Robert Gottlieb, Trident Media
Most prominent for the agency will be mystery writer Elizabeth George. George is extremely popular in the U.K., and she is expected to re-up with HarperCollins in U.S. around the time of fair, with other territories still up for grabs. The agency also has a number of big nonfiction titles, including official collaborations with the Soviet Tass News Agency and, continuing the Russophilic theme, with the Bolshoi Opera.
Danny Baror, Baror International
Baror made the sale of his life before the fair, successfully shopping Gordon Dahlquist's Glass Books of the Dream-Eaters to Bill Massey at Doubleday in what was termed a huge deal. The book has gothic elements and is described by one person who's seen the manuscript as a thriller in the vein of The Traveler that is "not a graphic novel but it could be." (See Hollywood Reader, Sept. 26.) Baror should have no trouble getting it into the hands of international editors; one of his main gigs is selling agencies' books to foreign houses. But the manuscript came in at a record 1,500 pages. No post-fair beers for interested pubs.
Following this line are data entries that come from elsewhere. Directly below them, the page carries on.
PR #4127, opened 2023-08-10
Add other missing types

takurinton:
refs #4062 #4117 #4126

Add more missing types in addition to #4126.

I added some of them.

- FlattenInterpolation
- FlattenSimpleInterpolation
- InterpolationFunction
- SimpleInterpolation
- StyledComponentBase

I also added the types they depend on.

referenced here https://github.com/DefinitelyTyped/DefinitelyTyped/blob/master/types/styled-components/index.d.ts


packages/styled-components/src/types.ts
```diff
@@ -80,6 +80,92 @@ export interface StyleFunction<Props extends object> {
...
+  O extends object,
+  A extends keyof P,
+  P = React.ComponentPropsWithRef<
+    C extends IntrinsicElementsKeys | React.ComponentType<any> ? C : never
+  >
+> =
+  // Distribute unions early to avoid quadratic expansion
+  P extends any ? OmitU<ReactDefaultizedProps<C, P> & O, A> & Partial<PickU<P & O, A>> : never;
+
+export type StyledComponentProps<
```
probablyup, line 123: This is a bit overwhelming to add to the list of things to maintain

takurinton: I think so too (I thought it was difficult when I wrote it)

I'm having a hard time deciding how to maintain this complicated type definition, or considering alternatives, so I'd like some advice.
what do you think you should do

packages/styled-components/src/types.ts
```diff
@@ -92,7 +178,21 @@ export type Interpolation<Props extends object> =
   | Keyframes
   | StyledComponentBrand
   | RuleSet<Props>
-  | Interpolation<Props>[];
+  | Interpolation<Props>[]
+  | InterpolationFunction<Props>
+  | FlattenInterpolation<Props>;
+
+export type InterpolationFunction<P extends object> = (props: P) => Interpolation<P>;
```
bcole808, line 185: `InterpolationFunction` and other types here looks like they come from [the Definitely Typed definitions for v5](https://github.com/DefinitelyTyped/DefinitelyTyped/blob/master/types/styled-components/index.d.ts#L106).

`InterpolationFunction` from v5 can be replaced with `StyleFunction` from v6. 

Maybe we can either write a migration guide from v5 to v6, or consider just aliasing some of the types that are 1 to 1 replacements? 

I don't think we should copy all of the types over from Definitely Typed because there are new, similar types defined in v6. It might get really confusing to maintain two very similar copies of the same type but with different names.

quantizor:
Closing — superseded by #4126.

Eric Simonoff, Janklow & Nesbit
Actually, the agent-cum-camp-book editor won't be there to sell the new Vikram Chandra novel that he made a lot of noise about in the States for a few weeks (see Deals in this week Foreword, p. 20) . But several members of his office will be, with the agency's Dorothy Vincent selling foreign rights from New York. As we went to press, Chandra's book went to Terry Karten at Harper, who bested Scribner and option-publisher Little, Brown, and also sold to Faber in the U.K. Chandra previously wrote an East-meets-West novel called Red Earth and Pouring Rain (PW called it "an astonishing and brilliant debut") that involves magical and fabulist elements, including a monkey who is the reincarnation of an ancient mystic. Strong international interest is expected for his new work.
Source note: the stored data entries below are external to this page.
PR #76, opened 2025-05-09
Fix Many Class Codebook generation and tests

noahho:


MaxSchambach:
@noahho thank you! Indeed it seems to have resolve the problem in terms of errors being raised 🙌  
I can't yet say with regard to performance, will have to run and compare more experiments :)

noahho:
@MaxSchambach great! As I said, the classes range seems far outside of what TabPFN was made for so I don't expect anything strong here. Curious nevertheless :-)

PR #93, opened 2025-06-11
Support for DAG in unsupervised synthesis / imputation

marco-virgolin-ist:
Hi,

This PR is includes the support for causal DAGs in synthetic data generation/imputation.
DAGs are expressed as a dictionary `{ int: list[int] }` where the key is the depenent column_idx and the value is a list of column indices the key depends on.
E.g. for column 0 independent, column 1 depending on 0, column 2 depending on 1 and 0, you'd have:
```
{ 0: [], 1: [0], 2: [1,0] }
```

The PR modifies (IMHO minimally) `src/tabpfn_extensions/unsupervised/unsupervised.py` and adds a respective `examples/unsupervised/generate_data_following_dag.py`. Some small changes apply to other files.

Regarding the `src` file:
- enables to pass the dag dictionary to appropriate function calls.
- read the dag dictionary in `impute_` and order the variables using python's `graphlib TopologicalSorter` to synthesize them in the right order (e.g. independent first)
- set the `conditional_idx` of the `column_idx` being generated/imputed to its dependencies (e.g., if `column_idx==2` then `conditional_idx==[0,1]`)
- proceed as before

What this PR does **not** do (based on the contribution guidelines):
- does not create a new extension and applicable aspects
- does not include tests (!!!) Unfortunately I see no tests for `unsupervised` to add to (am I missing something?). I hope the limited scope of the proposed changes + the provided example suffice. If you feel otherwise, it would be great if a test suite for `unsupervised` is created, to which we could then add tests specific to the addition of dag support.

### DIFF
--- a/examples/unsupervised/generate_data_following_dag.py
+++ b/examples/unsupervised/generate_data_following_dag.py
@@ -1,0 +1,79 @@
+#  Copyright (c) Prior Labs GmbH 2025.
+#  Licensed under the Apache License, Version 2.0
+
+import torch
+from sklearn.datasets import load_wine
+from sklearn.model_selection import train_test_split
+
+from tabpfn_extensions import TabPFNClassifier, unsupervised
+
+# Load the breast cancer dataset
+df = load_wine(return_X_y=False)
+X, y = df["data"], df["target"]
+attribute_names = df["feature_names"]
+
+wine_dag = {
+    'alcohol': [],
+    'malic_acid': [],
+    'ash': ['magnesium'],
+    'alcalinity_of_ash': ['ash', 'magnesium'],
+    'magnesium': [],
+    'total_phenols': ['flavanoids', 'nonflavanoid_phenols', 'proanthocyanins'],
+    'flavanoids': [],
+    'nonflavanoid_phenols': [],
+    'proanthocyanins': [],
+    'color_intensity': ['flavanoids', 'proanthocyanins', 'total_phenols'],
+    'hue': ['color_intensity'],
+    'od280/od315_of_diluted_wines': ['flavanoids', 'total_phenols'],
+    'proline': ['alcohol', 'total_phenols']
+}
+
+# convert feature names to indices in keys and values
+dag = {i: [list(wine_dag.keys()).index(dep) for dep in deps] for i, deps in enumerate(wine_dag.values())}
+print(dag)
+
+# Split the data
+X_train, X_test, y_train, y_test = train_test_split(
+    X,
+    y,
+    test_size=0.5,
+    random_state=42,
+)
+
+# Initialize TabPFN models
+# Use parameters that work with both TabPFN and TabPFN-client
+clf = TabPFNClassifier(n_estimators=3)
+
+# Import TabPFNRegressor for numerical features
+from tabpfn_extensions import TabPFNRegressor
+
+reg = TabPFNRegressor(n_estimators=3)
+
+# Initialize unsupervised model
+model_unsupervised = unsupervised.TabPFNUnsupervisedModel(
+    tabpfn_clf=clf,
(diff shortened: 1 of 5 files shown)


noahho:
Hi @marco-virgolin-ist — owe you a real apology. We didn't have a clear internal answer on whether DAG-conditioned synthesis was something we wanted to commit to maintaining inside `tabpfn-extensions`, and rather than tell you that, I left this sitting. That's on me, not on the quality of your contribution.

I just pushed a rebase + small cleanup pass onto your branch (with you and @DavideTugnoli credited as `Co-authored-by:` on the commit, attribution preserved). What changed vs. your original:

- Rebased onto current `main` (your branch base was 11 months stale, so it was unmergeable as-is)
- `CycleError` → `ValueError("DAG contains a cycle: …")` so users debugging their own DAGs get a friendly message instead of a stdlib traceback
- Built a local copy of the DAG dict instead of mutating the caller's input
- Extracted the conditioning-mode selection into a small helper so the three modes (DAG / sequential / all-features) live in one place
- Added a test file (`tests/test_unsupervised_dag.py`) — topological order, partial DAG, cycle detection, no-caller-mutation, mode mutex, and an end-to-end synthesis run in `FAST_TEST_MODE`
- Tightened the example (the `breast cancer` comment was a copy-paste leftover from `load_breast_cancer`; switched it to `load_wine` consistently and labeled the DAG as illustrative)

**Mechanically the PR is now in a state we could merge today.** Before we do, could you tell us a bit about the use case driving this? We're trying to figure out whether DAG-conditioned synthesis is a feature with users beyond your own work — that determines whether we commit to maintaining it as a first-class part of `tabpfn-extensions`, or whether the cleaner home is a small standalone package linked from [`awesome-tabpfn`](https://github.com/PriorLabs/awesome-tabpfn).

Either answer is fine, but the use-case detail is what'd unblock the decision.

Sorry again for the wait, and thanks for the patience.

DavideTugnoli:
Hi @noahho, and thanks for the cleanup. It all looks good to me.

The main use case is generating synthetic data when real-world data is scarce but (partial) causal knowledge is available, which is common in medical and pharma settings. As a concrete example, InSilicoTrials, a company we collaborate with, applies this in a large pharma engagement, where synthetic patient data feeds causal inference and the data carries confounders, mediators, and colliders rather than a single exposure-outcome pair. Conditioning on the known causal structure enforces a generation order that vanilla sampling does not, which helps avoid biased estimates and spurious correlations. They obtain the graph in several ways (stakeholder knowledge, causal discovery, and LLM-from-metadata refined by a user), the client asked for workshops on it, and they are extending it to further indications, so the need is real and recurring.

The reason it helps is that TabPFN's autoregressive generation is sensitive to the column ordering, and the permutation averaging reduces but does not remove this. In our paper, accepted at UAI 2026, we explain why this happens and show that causal conditioning improves both the distributional quality of the synthetic data and treatment-effect preservation: https://arxiv.org/abs/2603.10254

Note: the current code expects a complete DAG. For partial knowledge, in the paper we use a hybrid rule that conditions on the trusted edges and falls back to sequential conditioning for the rest. There are several reasonable ways to design this, and it is not part of this PR.

Thank you,
Davide, Giovanni (@Giovannicina), and Marco (now @marcovirgolin; the @marco-virgolin-ist account is no longer active)

noahho:
Continued in #306 — opened on a Prior Labs branch since this PR's fork has `maintainerCanModify` off and @marco-virgolin-ist's account is inactive. Co-author trailers on the commit preserve attribution. Same content, ruff fixed, slightly tighter; ready for review/merge there.

marcovirgolin:
thank you @noahho  and @DavideTugnoli for continuing this effort.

Jenny Meyer, Jenny Meyer Literary Agency
Meyer handles foreign sales for a wide number of authors and agencies. Her author with the greatest cachet? James Frey, whose My Friend Leonard is just wrapping up sales in several European countries and will likely be sold all over at the fair, along with some extra foreign sales for A Million Little Pieces. Look also for action on The Cliffs of Despair, journalist Tom Hunt's take on a noted English suicide point that's out from Random in January.
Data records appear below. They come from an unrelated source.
PR #94, opened 2025-06-13
Make data shuffling optional in _optimize function for HPO

klemens-floege:
Make data shuffling optional in _optimize function for HPO through introducing a new parameter in the base class

### DIFF
--- a/src/tabpfn_extensions/hpo/tuned_tabpfn.py
+++ b/src/tabpfn_extensions/hpo/tuned_tabpfn.py
@@ -104,6 +104,7 @@ class TunedTabPFNBase(BaseEstimator):
         self,
         n_trials: int = 50,
         n_validation_size: float = 0.2,
+        shuffle_data: bool = False,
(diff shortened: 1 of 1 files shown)


noahho (approved):

src/tabpfn_extensions/hpo/tuned_tabpfn.py
```diff
@@ -104,6 +104,7 @@ def __init__(
         self,
         n_trials: int = 50,
         n_validation_size: float = 0.2,
+        shuffle_data: bool = False,
```
noahho: DEAFULT MUST BE TRUE

noahho:
Before merging: shuffling default must be true!

src/tabpfn_extensions/hpo/tuned_tabpfn.py
klemens-floege: Agreeee!

PR #95, opened 2025-06-13
[WIP] post_hoc_ensembling with custom cross-validation splits

klemens-floege:
Implement code custom cross-validation splits into AutoTabPFN while retaining original functionality if set to None. Also an example script to demonstrate usage, but I think it would be better to merge this into `phe_example.py` with a simpler dataset.


klemens-floege:
outdated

Ira Silverberg, Donadio & Olson
High on the dynamo's list is the latest Mario Puzo sequel, The Godfather's Revenge by Mark Winegardner, which recently went to Putnam. Silverberg also is selling new client Heather McGowan, whose new novel, Duchess of Nothing, has been bought by Bloomsbury in the U.S. And he has plenty of other stuff with international written all over it, including Ishmael Beah's Memoir of a Child Soldier, about a man who, as a teen, fought in Sierra Leone, and Abha Dawesar's new novel, That Summer in Paris, already bought for Scribner.
Zoe Pagnamenta, PFD
The agent made a huge sale to Knopf before the show, selling Tom Vanderbilt's Traffic Signals to the house's Andrew Miller for a reputed $500,000+ and to Penguin Press in the U.K.; an unofficial survey of editors tapped it as the big Frankfurt book. The title is described as a highly thoughtful inquiry into the psychology of traffic.
David Vigliano, Vigliano Associates
The agent to the stars has music on his mind this fair. Titles from Alanis Morissette—a memoir, actually, bought by Simon Spotlight—as well as Willie Nelson and music journo Stephen Davis are all on tap.